Sin embargo, Alberdi no le dio a su trabajo el sentido de una simple


propuesta constitucional. Fue mucho más lejos, porque hizo reflexiones
profundas sobre el significado de una política de prosperidad, y explicó
y justificó cada recomendación. Se lo ve partidario de la educación
popular como igualdad de oportunidades (lo que es una avanzada idea en
su época), promueve la inmigración sajona y el trabajo regular como
hábito, pretende modificar el sistema de vida, protege la propiedad
privada, declara sagrada a la persona humana en toda su majestad y
dignidad. En síntesis, demuestra también un profundo conocimiento del
alma de su patria y un ser humano cálido, pese a su exagerado poder
intelectual.

Alberdi envió un ejemplar de su trabajo a Urquiza, que lo recibió con


elogio y admiración. Con fecha 22 de julio le contestó desde Palermo.
Entre otras cosas, le dice: "Su bien pensado libro es, a mi juicio, un
medio de cooperación importantísimo. No pudo ser escrito ni publicado
en mejor oportunidad. Por mi parte lo acepto como un homenaje digno
de la patria y de una buen argentino". Dos años después, Urquiza le
pedirá a Alberdi ser su representante diplomático en Europa.

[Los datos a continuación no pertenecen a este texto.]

PR #164, opened 2019-09-09
 Ask to create an organization on signup

SimonBarendse:


internals/secrethub/signup.go
```diff
@@ -160,6 +176,15 @@ func (cmd *SignUpCommand) Run() error {
 		return err
 	}
 
+	if cmd.org != "" {
+		_, err := client.Orgs().Create(cmd.org, cmd.orgDescription)
+		if err == api.ErrOrgAlreadyExists {
+			fmt.Fprintln(cmd.io.Stdout(), "The organization already exists. Ask a colleague to invite you to the organization.")
```
SimonBarendse: We can improve this behavior in future releases (e.g. request access)

internals/secrethub/signup.go
```diff
@@ -109,6 +113,18 @@ func (cmd *SignUpCommand) Run() error {
 					return err
 				}
 			}
+			if cmd.org == "" {
+				cmd.org, err = ui.AskAndValidate(cmd.io, "Your organization (leave empty to skip for now): ", 2, allowEmpty(api.ValidateOrgName))
```
florisvdg: What about:
```
Would you like to create a workspace for your organization right away? 
(This can be done later by running secrethub org init) [Y/n]
The name of your organization workspace:
```

SimonBarendse: Why?

We'd like to encourage users to create the organization right away. With the proposed change, users have to answer an extra question to get there.
Users that do not want to create an organization, now also require more input (`n` + `ENTER`).

florisvdg: To prevent a support flood for reclaims of dangling orgs.

SimonBarendse: Oke, in that case, I think we should rethink whether we want to encourage creating the org right away in the first place.

Note that the workspace name (not the secrets) can be reclaimed even when access to the credential is lost. The flow is not yet optimal, but one could request a password reset via the dashboard and connect a CLI via `account init`, the account then has access to all namespaces it had before. Access to directories and secrets cannot be reset without a credential, as they are encrypted with the credential.

mackenbach: First off, we discussed this at length before: yes we definitely want to encourage creating an organization on signup. It sets the stage for collaboration, very important for customer success.  

Second, let's take a page from the Slack playbook here for the copy: https://www.useronboard.com/how-slack-onboards-new-users/?slide=36

Something like this could work: 

- `Choose a shared workspace name for your team (e.g. your company, leave empty to skip for now):`
- `Team workspace name, e.g. your company (leave empty to skip):`
- `Team workspace name, usually your company name (leave empty to skip):`

SimonBarendse: I like this one: `Team workspace name, usually your company name (leave empty to skip):`

Following the advice supplied in the guide you provided, should we provide extra context? e.g.

`Team workspace name (this is where your shared repositories will live), usually your company name (leave empty to skip):`

florisvdg: `Workspace name for your team (e.g. your company, leave empty to skip for now):`

mackenbach: Hypothesis: I think the concept of `workspace` is fairly familiar in the minds of our new users.

So IMO it's fine to leave out the `this is where your shared repositories will live` part. One of the feedback points we god for the signup flow was that it was a lot of text (especially the lines about where the credential file is stored, which we moved to the docs I believe), so I'd advocate for brief descriptive questions whenever possible. It's already a long-ish one.

SimonBarendse: Now that we've changed the prompt to say workspace and nothing about an organization, should we change the flag names and descriptions too, to refer to team workspaces rather than organizations?

internals/secrethub/signup.go
```diff
@@ -181,7 +185,37 @@ func (cmd *SignUpCommand) Run() error {
...
+	if !createWorkspace {
+		createWorkspace, err = ui.AskYesNo(cmd.io, "Do you want to create a shared workspace for your team?", ui.DefaultYes)
+		if err != nil {
+			return err
+		}
+	}
+	if createWorkspace {
+		fmt.Fprint(cmd.io.Stdout(), "Please answer the questions below, followed by an [ENTER]\n\n")
+		if cmd.org == "" {
+			cmd.orgDescription, err = ui.AskAndValidate(cmd.io, "workspace name for your team (e.g. your company name): ", 2, api.ValidateOrgName)
```
mackenbach: You're setting `cmd.orgDescription` here while it's the `cmd.org` field that needs to be set.

internals/secrethub/signup.go
```diff
@@ -181,7 +185,37 @@ func (cmd *SignUpCommand) Run() error {
 	}
 
 	cmd.progressPrinter.Stop()
-
 	fmt.Fprintf(cmd.io.Stdout(), "Setup complete. To read your first secret, run:\n\n    secrethub read %s\n\n", secretPath)
```
mackenbach: I think this line should be printed after the entire thing is complete. now it gets lost in translation. so the flow becomes:

1. questions for account
2. questions for org
3. create account
4. create org
5. success message / helpful error message if org already exists

internals/secrethub/signup.go
```diff
@@ -181,7 +185,37 @@ func (cmd *SignUpCommand) Run() error {
...
+
+	createWorkspace := cmd.org != ""
+	if !createWorkspace {
+		createWorkspace, err = ui.AskYesNo(cmd.io, "Do you want to create a shared workspace for your team?", ui.DefaultYes)
+		if err != nil {
+			return err
+		}
+	}
+	if createWorkspace {
+		fmt.Fprint(cmd.io.Stdout(), "Please answer the questions below, followed by an [ENTER]\n\n")
```
mackenbach: As said in the comment above, I think the flow needs to be changed. If you do that, then you don't need this additional line. It becomes self explanatory.

internals/secrethub/signup.go
SimonBarendse: oops

internals/secrethub/signup.go
SimonBarendse: We discussed last Friday that separating the creation of the account and the org workspace gives us two advantages:
1. It keeps the signup part simple and straightforward and adds the shared workspace as an optional extra goodie. We don't want to create extra hurdles in signing up.
1. It makes messages easier and clearer, as they're given in the context of the phase they're printed in. "workspace already exists" in the account creation phase means the username already exists, in the shared workspace creation phase it means the orgname already exists.


To solve the problem of the "to read your first secret ..." being printed before the command has finished. How about printing "Setup complete." where it is right now, but move the "to read your first secret ..." to the end of the command?

mackenbach: I feel we mean the same thing but it looks like we're disagreeing. Lets discuss this in person, e.g. tomorrow.

internals/secrethub/signup.go
```diff
@@ -43,9 +45,11 @@ func NewSignUpCommand(io ui.IO, newClient newClientFunc, credentialStore Credent
 // Register registers the command, arguments and flags on the provided Registerer.
 func (cmd *SignUpCommand) Register(r command.Registerer) {
 	clause := r.Command("signup", "Create a free personal developer account.")
-	clause.Flag("username", "The username you would like to use on SecretHub. If not set, you will be asked for it.").StringVar(&cmd.username)
-	clause.Flag("full-name", "If not set, you will be asked to provide your full name.").StringVar(&cmd.fullName)
-	clause.Flag("email", "If not set, you will be asked to provide your email address.").StringVar(&cmd.email)
+	clause.Flag("username", "The username you would like to use on SecretHub.").StringVar(&cmd.username)
+	clause.Flag("full-name", "Your email address.").StringVar(&cmd.fullName)
```
mackenbach: Make it `Your (work) email address`, also in the prompt

internals/secrethub/signup.go
```diff
@@ -181,7 +185,42 @@ func (cmd *SignUpCommand) Run() error {
...
+		if err != nil {
+			return err
+		}
+		if !createWorkspace {
+			fmt.Fprintln(cmd.io.Stdout(), "You can create a shared workspace later using `secrethub org init`.")
+		}
+	}
+	if createWorkspace {
+		if cmd.org == "" {
+			cmd.org, err = ui.AskAndValidate(cmd.io, "Workspace name for your team (e.g. your company name): ", 2, api.ValidateOrgName)
```
mackenbach: the `for your team` part is a bit redundant as it's already stated in the question above `do you want to create a shared workspace for your team?`. Removing it here makes it a bit shorter:

`Workspace name (e.g. your company name):`

internals/secrethub/signup.go
```diff
@@ -181,7 +185,42 @@ func (cmd *SignUpCommand) Run() error {
...
+		_, err := client.Orgs().Create(cmd.org, cmd.orgDescription)
+		if err == api.ErrOrgAlreadyExists {
+			fmt.Fprintf(cmd.io.Stdout(), "The workspace %s already exists. If it is your organization, ask a colleague to invite you to the workspace. You can also create a new one using `secrethub org init`.\n", cmd.org)
+		} else if err != nil {
+			return err
+		} else {
+			fmt.Fprintln(cmd.io.Stdout(), "Created your shared workspace.")
+		}
+	}
+	fmt.Fprintf(cmd.io.Stdout(), "\nTo read your first secret, run:\n\n    secrethub read %s\n\n", secretPath)
```
mackenbach: Do we want to say here: `Setup complete. To read your first secrets ...`?

SimonBarendse: We either have:
```
Created your account.
Do you want to create a shared workspace for your team? (Y/n) no

To read your first secret, run:

secrethub read your-username/start/hello
```
or:
```
Created your account.
Do you want to create a shared workspace for your team? (Y/n) yes
Workspace name for your team (e.g. your company name): company-name
A description (max 144 chars) for your team workspace so others will recognize it:
This is my company.
Created your shared workspace.

To read your first secret, run:

secrethub read your-username/start/hello
```

Yes, maybe that makes sense to add, to indicate the shared workspace was the last step :+1:

mackenbach: Yes and add a white line between the question block, so it becomes something like:
```
Created your account.
Do you want to create a shared workspace for your team? (Y/n) yes

Workspace name for your team (e.g. your company name): company-name
A description (max 144 chars) for your team workspace so others will recognize it:
This is my company.

Created your shared workspace.
To read your first secret, run:

secrethub read your-username/start/hello
```

mackenbach:
@SimonBarendse what's blocking this from being fixed and merged?

PR #175, opened 2019-09-24
Rename generate --symbols flag to --use-symbols

SimonBarendse:
--symbols is still accepted for backwards compatibility.


SimonBarendse:
#177

PR #187, opened 2019-10-01
Explicitly set brew install field

jpcoenen:
Because the automatically generated value is no good when using multiple
builds.


mackenbach:
@jpcoenen and @florisvdg we may want to create a CLI release and will need to include this fix. Any reason this hasn't been merged yet?

PR #358, opened 2023-09-05
Reduce provisioned concurrency

mikeki:
With the recent optimizations to the routing-api, our provisioned concurrency necessary has gone down. We can reduce the minimum provisioned concurrency to save on infra cost.


cgkol (approved):
Please please monitor carefully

Sarmiento, que también recibió un ejemplar, cuando aún no se habían


distanciado, le escribió desde Yungay, donde vivía, el 16 de septiembre:
"Mi querido Alberdi: Su constitución es un monumento: es usted el
legislador de buen sentido bajo las formas de la ciencia. Su Constitución
es nuestra bandera, nuestro símbolo. Así lo toma hoy la República
Argentina. [...] Su libro, pues, va a ser un Decálogo Argentino: la
bandera de todos los hombres de corazón".

El 20 de noviembre, Urquiza puso en posesión a los diputados reunidos


en Santa Fe, en la que habría de ser la más fructífera reunión política de
nuestro país. Buenos Aires se había separado de sus hermanas con el
golpe del 11 de septiembre. El vencedor de Caseros, gobernador de
Entre Ríos y director provisorio de la Confederación, no pudo estar
físicamente presente en la apertura de las sesiones, pero les pidió a los
diputados celo y patriotismo. Dice: "En la bandera argentina hay espacio
para catorce estrellas; pero no puede eclipsarse una sola".

Los diputados leyeron, comentaron y discutieron el libro de Alberdi, que


fue su verdadera fuente de inspiración, y con él la Argentina nacía a la
realidad concreta de su contrato social. Hoy, a ciento cincuenta años de
distancia, nuestro pueblo sigue admirando aquella obra del formidable
pensador y espera de sus dirigentes que estén a la altura de los grandes
ejemplos de nuestra historia, para que aquel contrato social prosiga y
prospere.

El autor es director del Museo Histórico Nacional.